Uno dei fondamenti della normazione tecnica, come detto al post 192, è l'autoregolamentazione:
le persone che scrivono le norme sono le stesse destinate ad utilizzarle.
Il CEI - struttura centrale non è un utilizzatore di norme in senso stretto (cioè per noi le norme devono essere chiare e coerenti fra di loro, ma non le applichiamo per fare dei progetti o dei prodotti),
voi sì.
Una volta inviato in Inchiesta pubblica, il documento è soggetto al parere della comunità elettrotecnica, e quindi il CT è tenuto ad esaminare i commenti ricevuti. I commenti arrivano alla nostra direzione tecnica che li gira ai responsabili dei Comitati (Presidente, Segretario, Segretario tecnico referente, Coordinatori del GL). Il CT esamina i commenti e li accetta oppure no, in funzione della regola del consenso (v. post 192).

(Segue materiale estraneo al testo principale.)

PR #2124, opened 2017-12-21
Fixed a typo in the ScalaDoc for the combine method (Semigroup)

raffael-dzikowski:
Fixed a typo in the ScalaDoc for the `combine` method of `Semigroup`.


LukaJCB:
Good catch, thanks!

PR #2688, opened 2019-01-07
Add a missing T

andyscott:
Adds a missing T.

### DIFF
--- a/core/src/main/scala/cats/data/IorT.scala
+++ b/core/src/main/scala/cats/data/IorT.scala
@@ -443,7 +443,7 @@ abstract private[data] class IorTInstances extends IorTInstances1 {
     }
   }
 
-  implicit def catsDataDeferForIor[F[_], E](implicit F: Defer[F]): Defer[IorT[F, E, ?]] =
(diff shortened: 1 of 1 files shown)


LukaJCB:
Wait, this is potentially binary breaking, is it not? 🤔

LukaJCB:
Yeah seems, like it. I'm gonna file this one for 2.0 :)

mcanlas:
Just driving by. @LukaJCB Is there a resource/document that outlines which changes are binary breaking and which are not? And isn't there a tool that helps with this also?

kailuowang:
Yeah it's BC breaking.

andyscott:
Indeed!

LukaJCB:
@mcanlas Check out mima, it's the tool we use and it also describes what's binary breaking :)

kailuowang:
@mcanlas rule of thumbs is that 
1. you can't change any existing public members. 
2. you can't add a new method to a trait even if you give it a default implementation. 

@andyscott if we really care about this name we could simply change the existing to explicit and add a new implicit one with the correct name, although I am not sure if that's better than a miss-spell.

@LukaJCB this would be BC breaking on scala 2.12 as well. For 2.0 we still want 2.12 BC right?

Issue #2685, opened 2019-01-07
MonadError#adaptError could be on ApplicativeError instead


bplommer:
`MonadError#adaptError` is defined as 
```scala
def adaptError[A](fa: F[A])(pf: PartialFunction[E, E]): F[A] =
  flatMap(attempt(fa))(_.fold(e => raiseError(pf.applyOrElse[E, E](e, _ => e)), pure))
```
But it could be defined on `ApplicativeError` simply as
```scala
def adaptError[A](fa: F[A])(pf: PartialFunction[E, E]): F[A] =
  recoverWith(fa)(pf.andThen(raiseError))
```
I haven't opened a PR because this would be a breaking change.

bplommer:
@kailuowang I'm happy to pick this up. I it will need a different name in the `ApplicativeError` syntax to prevent ambiguity - maybe `applicativeAdaptError`?

kailuowang:
@bplommer thanks, yeah, that's a good catch. `applicativeAdaptError` sounds too long. how about `adaptErr` or `modifyError` with a comment on why it can't be the same as the one in MonadError for now? we shall be able to change this in 2.0.

kubukoz:
Can this be closed? :)

kailuowang:
I still like to move this method in the type class in 2.1

kubukoz:
On the >2.11 branch, right?

kailuowang:
Right, which is master.

travisbrown:
For what it's worth it should have been possible to fix the syntax in 2.0 by making the `MonadErrorOps` `adaptError` package private, but I just tried it for 2.1 and ran into a compiler bug: https://github.com/scala/bug/issues/11787

(`private` or `private[MonadErrorOps]` avoid the bug but break bincompat.)

PR #2689, opened 2019-01-07
Add `orElseRaise` syntax for `ApplicativeError`

kubukoz:


ceedubs:
Thanks, @kubukoz. Would you mind adding an sbt-doctest example for this? That would help motivate it and would also probably help with the code coverage drop.

kailuowang:
This is a nit: 
This method seems closer to `adaptError` to me, except that it ignores the original error. 
`orElse` is usually associated with recovering. We don't have `adaptError` in `ApplicativeError` but we probably should (at least in the syntax) related issue is https://github.com/typelevel/cats/issues/2685
I have a proposal there. maybe we call this one `adaptErrorTo` or `orRaise`? 
I also agree that we can use at least a doctest.

kubukoz:
I'm back on it. `orRaise` sounds good to me!

kubukoz:
@kailuowang can we get this to the finish line? :)

PR #2690, opened 2019-01-08
Override equals and hashCode on Chain

### LINKED ISSUE #2540: Add Chain equals & hashCode methods (via Chain.iterator?)
Currently `Chain[A]` only defines `===` operator and therefore different Chain instances with "same" contents are not `.equals` to each other:
```scala
import cats.data.Chain
import cats.implicits._

(Chain.one(1) |+| Chain.one(2) |+| Chain.one(3)) == Chain.fromSeq(List(1, 2, 3)) // false
(Chain.one(1) |+| Chain.one(2) |+| Chain.one(3)) === Chain.fromSeq(List(1, 2, 3)) // true
```
Not only this leads to confusion, but also could lead to bugs if `Chain[A]` used in `Set` or as `Map` keys, or in `Eq.fromUniversalEquals`.

ceedubs:
Resolves #2540.

### DIFF
--- a/core/src/main/scala/cats/data/Chain.scala
+++ b/core/src/main/scala/cats/data/Chain.scala
@@ -2,6 +2,7 @@ package cats
 package data
 
 import Chain._
+import cats.kernel.instances.StaticMethods
 
 import scala.annotation.tailrec
 import scala.collection.immutable.SortedMap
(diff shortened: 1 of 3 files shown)


simonyun:
thanks all!!! 🙏

Issue #2686, opened 2019-01-07
Provide an IndexedState data type


valydia:
It would be an alias for:
``` scala
type IndexedState[SA, SB, A] = IndexedStateT[Eval, SA, SB, A]
```

PR #2693, opened 2019-01-10
Add IndexedState alias (#2686)

valydia:

### DIFF
--- a/core/src/main/scala/cats/data/package.scala
+++ b/core/src/main/scala/cats/data/package.scala
@@ -43,6 +43,9 @@ package object data {
     def tell[L](l: L): Writer[L, Unit] = WriterT.tell(l)
   }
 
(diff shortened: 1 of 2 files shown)


core/src/main/scala/cats/data/package.scala
```diff
@@ -43,6 +43,9 @@ package object data {
     def tell[L](l: L): Writer[L, Unit] = WriterT.tell(l)
   }
```
kailuowang: Would you mind adding a doctest for the `IndexedStateFunctions.apply` here?

valydia: Sure! Please see https://github.com/typelevel/cats/pull/2693/commits/b858c14a1b9e6f9a0fb95662a225928cb5a371e5

PR #2696, opened 2019-01-12
Add a `defer` factory method to `ContT`

cb372:
As suggested in #2677.

Similar to the existing `pure` function, but evaluation of the argument is deferred.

E' possibile però che un commento giusto, ma scritto in maniera ambigua, oppure con necessità di ulteriori chiarimenti, non passi perché l'autore non è presente in riunione, quindi nei casi più difficili da dirimere succede che il CT invita l'autore del commento (anche se non iscritto) per quella particolare occasione.
Quindi confermo: l'ufficio centrale, di propria inziativa, non può modificare le norme (salvo bloccare la pubblicazione in caso di incongruenze con altre norme); i commenti in Inchiesta pubblica possono dar luogo a modifiche dei documenti in preparazione, secondo il parere del CT.
Tutto quanto detto sopra vale per i documenti normativi (norme e guide) a livello nazionale, prima della pubblicazione definitiva. Per i documenti internazionali, quanto detto si applica alla posizione italiana, che poi verrà peresentata in IEC o CENELEC dal delegato nazionale.